Work to be completed: Search the entries for the word "memoization". Copy every line that holds it.

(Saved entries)
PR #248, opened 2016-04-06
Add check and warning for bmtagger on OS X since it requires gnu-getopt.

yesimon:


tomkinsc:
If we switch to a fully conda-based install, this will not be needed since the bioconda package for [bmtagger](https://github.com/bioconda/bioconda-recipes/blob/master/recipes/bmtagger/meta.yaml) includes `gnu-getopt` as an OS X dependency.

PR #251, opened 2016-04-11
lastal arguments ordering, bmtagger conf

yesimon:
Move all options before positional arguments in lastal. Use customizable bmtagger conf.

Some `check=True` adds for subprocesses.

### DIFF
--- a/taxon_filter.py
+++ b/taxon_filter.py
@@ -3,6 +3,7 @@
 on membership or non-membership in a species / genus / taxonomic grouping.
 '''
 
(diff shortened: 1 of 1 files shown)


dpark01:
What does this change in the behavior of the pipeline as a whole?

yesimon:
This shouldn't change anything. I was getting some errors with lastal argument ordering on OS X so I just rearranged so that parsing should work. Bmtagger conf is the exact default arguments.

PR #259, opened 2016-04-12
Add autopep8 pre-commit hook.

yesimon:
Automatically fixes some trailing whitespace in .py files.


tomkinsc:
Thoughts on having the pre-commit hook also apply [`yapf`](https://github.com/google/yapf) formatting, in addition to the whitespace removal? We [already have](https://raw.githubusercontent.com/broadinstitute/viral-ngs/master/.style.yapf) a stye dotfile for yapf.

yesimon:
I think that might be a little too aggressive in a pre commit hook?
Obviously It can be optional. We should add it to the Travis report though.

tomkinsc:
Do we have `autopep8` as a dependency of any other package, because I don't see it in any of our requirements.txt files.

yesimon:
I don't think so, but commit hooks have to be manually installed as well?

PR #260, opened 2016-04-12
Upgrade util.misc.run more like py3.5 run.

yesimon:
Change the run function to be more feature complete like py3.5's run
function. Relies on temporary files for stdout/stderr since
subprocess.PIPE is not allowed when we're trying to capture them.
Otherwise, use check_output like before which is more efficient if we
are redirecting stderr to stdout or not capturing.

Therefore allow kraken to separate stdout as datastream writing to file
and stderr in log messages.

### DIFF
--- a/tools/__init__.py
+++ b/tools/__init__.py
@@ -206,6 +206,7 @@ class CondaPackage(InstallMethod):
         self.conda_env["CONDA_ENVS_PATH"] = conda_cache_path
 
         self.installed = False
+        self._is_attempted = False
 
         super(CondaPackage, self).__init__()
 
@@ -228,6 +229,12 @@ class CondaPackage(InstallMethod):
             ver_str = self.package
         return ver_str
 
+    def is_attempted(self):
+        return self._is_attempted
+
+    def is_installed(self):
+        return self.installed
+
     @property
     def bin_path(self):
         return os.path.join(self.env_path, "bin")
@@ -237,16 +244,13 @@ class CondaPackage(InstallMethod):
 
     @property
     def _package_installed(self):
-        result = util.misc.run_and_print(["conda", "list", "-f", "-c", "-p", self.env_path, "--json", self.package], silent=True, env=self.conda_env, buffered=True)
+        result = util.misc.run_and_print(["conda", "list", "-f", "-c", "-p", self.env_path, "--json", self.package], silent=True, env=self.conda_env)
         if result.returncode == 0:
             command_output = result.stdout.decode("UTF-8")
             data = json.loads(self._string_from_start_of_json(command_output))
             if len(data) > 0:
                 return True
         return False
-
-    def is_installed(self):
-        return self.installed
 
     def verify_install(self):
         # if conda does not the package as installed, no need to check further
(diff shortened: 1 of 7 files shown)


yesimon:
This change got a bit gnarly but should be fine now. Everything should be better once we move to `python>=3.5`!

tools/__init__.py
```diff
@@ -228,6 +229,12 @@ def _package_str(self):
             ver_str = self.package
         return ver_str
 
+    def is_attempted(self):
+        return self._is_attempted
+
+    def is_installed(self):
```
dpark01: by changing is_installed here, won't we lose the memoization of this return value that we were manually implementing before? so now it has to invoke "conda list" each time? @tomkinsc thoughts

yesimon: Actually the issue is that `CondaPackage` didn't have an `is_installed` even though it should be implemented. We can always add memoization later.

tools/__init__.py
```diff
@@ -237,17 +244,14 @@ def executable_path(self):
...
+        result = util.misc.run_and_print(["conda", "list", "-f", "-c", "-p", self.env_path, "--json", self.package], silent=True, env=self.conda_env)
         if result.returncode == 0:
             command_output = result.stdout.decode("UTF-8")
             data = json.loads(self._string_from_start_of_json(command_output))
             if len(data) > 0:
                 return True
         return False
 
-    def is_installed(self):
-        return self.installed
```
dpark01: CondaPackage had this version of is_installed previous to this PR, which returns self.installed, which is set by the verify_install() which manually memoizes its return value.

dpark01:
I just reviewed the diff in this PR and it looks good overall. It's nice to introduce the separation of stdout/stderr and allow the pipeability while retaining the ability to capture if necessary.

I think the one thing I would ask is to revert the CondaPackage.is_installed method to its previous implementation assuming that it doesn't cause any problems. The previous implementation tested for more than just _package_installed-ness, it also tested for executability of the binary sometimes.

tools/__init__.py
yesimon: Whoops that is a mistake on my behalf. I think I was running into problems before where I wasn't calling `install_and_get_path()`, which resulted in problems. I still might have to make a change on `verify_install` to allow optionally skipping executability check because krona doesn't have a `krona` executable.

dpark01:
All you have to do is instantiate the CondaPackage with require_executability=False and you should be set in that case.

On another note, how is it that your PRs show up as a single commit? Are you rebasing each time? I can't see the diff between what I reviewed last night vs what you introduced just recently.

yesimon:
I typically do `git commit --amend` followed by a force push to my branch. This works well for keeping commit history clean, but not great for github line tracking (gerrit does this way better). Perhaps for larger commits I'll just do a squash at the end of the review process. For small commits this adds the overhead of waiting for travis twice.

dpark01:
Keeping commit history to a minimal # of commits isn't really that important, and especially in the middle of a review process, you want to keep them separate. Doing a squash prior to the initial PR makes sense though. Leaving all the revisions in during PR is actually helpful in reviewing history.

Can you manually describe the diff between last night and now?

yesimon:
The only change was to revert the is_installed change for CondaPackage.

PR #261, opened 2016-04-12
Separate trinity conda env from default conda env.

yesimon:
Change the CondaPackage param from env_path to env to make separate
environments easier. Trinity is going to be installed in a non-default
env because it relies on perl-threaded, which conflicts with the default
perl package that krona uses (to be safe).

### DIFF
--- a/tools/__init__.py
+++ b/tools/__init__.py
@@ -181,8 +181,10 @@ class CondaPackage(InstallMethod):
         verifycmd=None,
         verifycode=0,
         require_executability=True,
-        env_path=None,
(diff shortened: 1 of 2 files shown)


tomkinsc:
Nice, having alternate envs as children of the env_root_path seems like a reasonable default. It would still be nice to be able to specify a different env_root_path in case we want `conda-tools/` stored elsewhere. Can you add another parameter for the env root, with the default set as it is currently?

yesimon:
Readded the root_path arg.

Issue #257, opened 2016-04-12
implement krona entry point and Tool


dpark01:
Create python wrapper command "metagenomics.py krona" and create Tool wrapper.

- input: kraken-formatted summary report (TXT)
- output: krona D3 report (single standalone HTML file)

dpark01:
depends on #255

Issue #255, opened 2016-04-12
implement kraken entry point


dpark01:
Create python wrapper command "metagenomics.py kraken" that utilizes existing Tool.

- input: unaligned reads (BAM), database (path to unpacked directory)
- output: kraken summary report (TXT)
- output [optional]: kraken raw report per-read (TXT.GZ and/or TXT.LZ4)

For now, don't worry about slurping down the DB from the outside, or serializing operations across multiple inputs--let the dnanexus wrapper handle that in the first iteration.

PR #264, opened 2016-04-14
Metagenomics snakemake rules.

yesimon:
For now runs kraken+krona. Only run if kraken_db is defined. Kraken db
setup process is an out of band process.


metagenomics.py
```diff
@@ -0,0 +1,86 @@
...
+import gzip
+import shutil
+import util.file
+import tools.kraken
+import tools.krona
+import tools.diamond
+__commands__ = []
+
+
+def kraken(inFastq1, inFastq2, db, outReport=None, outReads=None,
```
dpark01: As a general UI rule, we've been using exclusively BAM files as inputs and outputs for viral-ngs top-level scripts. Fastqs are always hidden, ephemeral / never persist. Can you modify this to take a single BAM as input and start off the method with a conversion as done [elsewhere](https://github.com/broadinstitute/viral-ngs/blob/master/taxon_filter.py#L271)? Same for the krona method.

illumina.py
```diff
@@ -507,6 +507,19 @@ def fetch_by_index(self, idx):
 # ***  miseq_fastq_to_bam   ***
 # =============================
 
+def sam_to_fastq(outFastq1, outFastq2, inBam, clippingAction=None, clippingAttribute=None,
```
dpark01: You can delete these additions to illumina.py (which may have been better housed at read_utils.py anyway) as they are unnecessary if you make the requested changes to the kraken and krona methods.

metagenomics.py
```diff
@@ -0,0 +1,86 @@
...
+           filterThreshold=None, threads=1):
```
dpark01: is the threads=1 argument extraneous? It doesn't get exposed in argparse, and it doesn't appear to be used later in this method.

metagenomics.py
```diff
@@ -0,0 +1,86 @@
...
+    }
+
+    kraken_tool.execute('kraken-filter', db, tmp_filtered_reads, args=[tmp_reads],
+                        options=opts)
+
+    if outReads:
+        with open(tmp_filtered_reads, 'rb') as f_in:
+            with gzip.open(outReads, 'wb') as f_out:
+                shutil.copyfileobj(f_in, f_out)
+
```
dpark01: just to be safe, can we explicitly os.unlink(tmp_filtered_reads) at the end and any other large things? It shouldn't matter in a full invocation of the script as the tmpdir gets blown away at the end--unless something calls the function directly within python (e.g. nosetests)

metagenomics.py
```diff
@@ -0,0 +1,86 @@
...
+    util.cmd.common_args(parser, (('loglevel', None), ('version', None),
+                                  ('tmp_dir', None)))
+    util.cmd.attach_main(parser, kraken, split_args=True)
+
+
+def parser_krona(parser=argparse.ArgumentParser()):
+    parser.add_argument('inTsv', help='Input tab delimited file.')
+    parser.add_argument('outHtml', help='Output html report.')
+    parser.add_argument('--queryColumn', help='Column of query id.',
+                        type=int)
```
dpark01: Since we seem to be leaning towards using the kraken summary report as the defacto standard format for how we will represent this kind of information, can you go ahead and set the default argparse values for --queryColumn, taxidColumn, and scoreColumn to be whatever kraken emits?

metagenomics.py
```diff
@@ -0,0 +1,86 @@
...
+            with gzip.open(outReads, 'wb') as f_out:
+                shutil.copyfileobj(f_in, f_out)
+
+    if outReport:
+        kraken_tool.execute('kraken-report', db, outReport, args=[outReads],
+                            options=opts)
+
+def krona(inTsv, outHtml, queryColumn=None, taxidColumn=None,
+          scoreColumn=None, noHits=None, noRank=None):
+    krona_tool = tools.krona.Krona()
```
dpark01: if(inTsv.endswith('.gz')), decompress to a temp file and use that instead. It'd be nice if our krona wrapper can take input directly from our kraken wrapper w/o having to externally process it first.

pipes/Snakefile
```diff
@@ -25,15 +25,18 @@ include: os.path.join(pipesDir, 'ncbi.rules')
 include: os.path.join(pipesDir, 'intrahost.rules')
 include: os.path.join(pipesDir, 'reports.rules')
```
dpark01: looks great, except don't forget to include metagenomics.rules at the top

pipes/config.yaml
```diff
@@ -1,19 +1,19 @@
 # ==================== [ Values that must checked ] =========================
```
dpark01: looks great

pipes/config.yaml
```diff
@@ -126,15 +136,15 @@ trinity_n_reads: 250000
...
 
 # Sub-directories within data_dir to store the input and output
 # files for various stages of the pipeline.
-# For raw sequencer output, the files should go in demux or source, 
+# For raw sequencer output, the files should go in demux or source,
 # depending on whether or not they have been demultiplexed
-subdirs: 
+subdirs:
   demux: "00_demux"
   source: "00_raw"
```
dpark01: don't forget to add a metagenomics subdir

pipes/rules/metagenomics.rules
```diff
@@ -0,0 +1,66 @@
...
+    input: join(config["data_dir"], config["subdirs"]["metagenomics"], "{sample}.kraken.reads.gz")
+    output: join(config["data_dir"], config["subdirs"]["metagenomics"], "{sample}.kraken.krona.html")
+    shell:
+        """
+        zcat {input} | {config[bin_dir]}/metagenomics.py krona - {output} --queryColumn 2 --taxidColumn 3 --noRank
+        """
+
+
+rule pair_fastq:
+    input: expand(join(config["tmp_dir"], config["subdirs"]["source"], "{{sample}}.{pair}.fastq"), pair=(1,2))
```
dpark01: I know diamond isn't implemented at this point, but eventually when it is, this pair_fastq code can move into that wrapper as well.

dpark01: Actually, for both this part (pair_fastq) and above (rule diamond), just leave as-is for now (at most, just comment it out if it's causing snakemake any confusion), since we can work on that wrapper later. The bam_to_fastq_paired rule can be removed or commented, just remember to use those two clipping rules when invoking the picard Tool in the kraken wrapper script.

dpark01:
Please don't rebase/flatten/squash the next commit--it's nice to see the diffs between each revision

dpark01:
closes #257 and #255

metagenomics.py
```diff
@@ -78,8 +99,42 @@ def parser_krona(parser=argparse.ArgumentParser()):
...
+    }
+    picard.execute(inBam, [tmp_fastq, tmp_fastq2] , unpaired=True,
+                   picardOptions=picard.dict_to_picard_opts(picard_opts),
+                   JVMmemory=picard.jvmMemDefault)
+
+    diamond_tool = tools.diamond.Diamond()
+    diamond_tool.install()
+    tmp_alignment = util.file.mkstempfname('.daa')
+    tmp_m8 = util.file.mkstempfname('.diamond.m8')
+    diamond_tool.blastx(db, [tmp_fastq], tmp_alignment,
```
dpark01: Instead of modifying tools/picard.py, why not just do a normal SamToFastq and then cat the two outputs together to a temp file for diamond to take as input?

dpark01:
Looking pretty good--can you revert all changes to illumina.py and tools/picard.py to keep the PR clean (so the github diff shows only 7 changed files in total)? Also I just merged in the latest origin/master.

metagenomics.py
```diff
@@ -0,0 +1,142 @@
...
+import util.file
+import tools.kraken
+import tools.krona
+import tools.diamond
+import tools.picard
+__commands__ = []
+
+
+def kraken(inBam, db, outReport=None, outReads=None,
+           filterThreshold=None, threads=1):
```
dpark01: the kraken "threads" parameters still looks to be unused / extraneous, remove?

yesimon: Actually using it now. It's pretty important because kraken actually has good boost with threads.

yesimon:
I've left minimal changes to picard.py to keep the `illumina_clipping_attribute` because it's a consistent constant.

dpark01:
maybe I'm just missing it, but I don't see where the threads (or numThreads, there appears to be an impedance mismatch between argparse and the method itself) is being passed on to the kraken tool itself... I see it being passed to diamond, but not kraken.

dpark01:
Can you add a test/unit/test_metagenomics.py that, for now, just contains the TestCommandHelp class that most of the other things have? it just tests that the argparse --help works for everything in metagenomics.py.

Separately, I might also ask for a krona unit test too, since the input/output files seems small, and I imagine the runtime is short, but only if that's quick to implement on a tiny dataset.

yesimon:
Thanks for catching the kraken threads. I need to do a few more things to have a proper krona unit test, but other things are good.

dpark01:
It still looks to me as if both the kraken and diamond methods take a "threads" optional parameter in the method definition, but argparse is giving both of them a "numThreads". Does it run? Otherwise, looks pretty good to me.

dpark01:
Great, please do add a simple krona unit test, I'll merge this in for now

Solution to this problem:
dpark01: by changing is_installed here, won't we lose the memoization of this return value that we were manually implementing before? so now it has to invoke "conda list" each time? @tomkinsc thoughts
yesimon: Actually the issue is that `CondaPackage` didn't have an `is_installed` even though it should be implemented. We can always add memoization later.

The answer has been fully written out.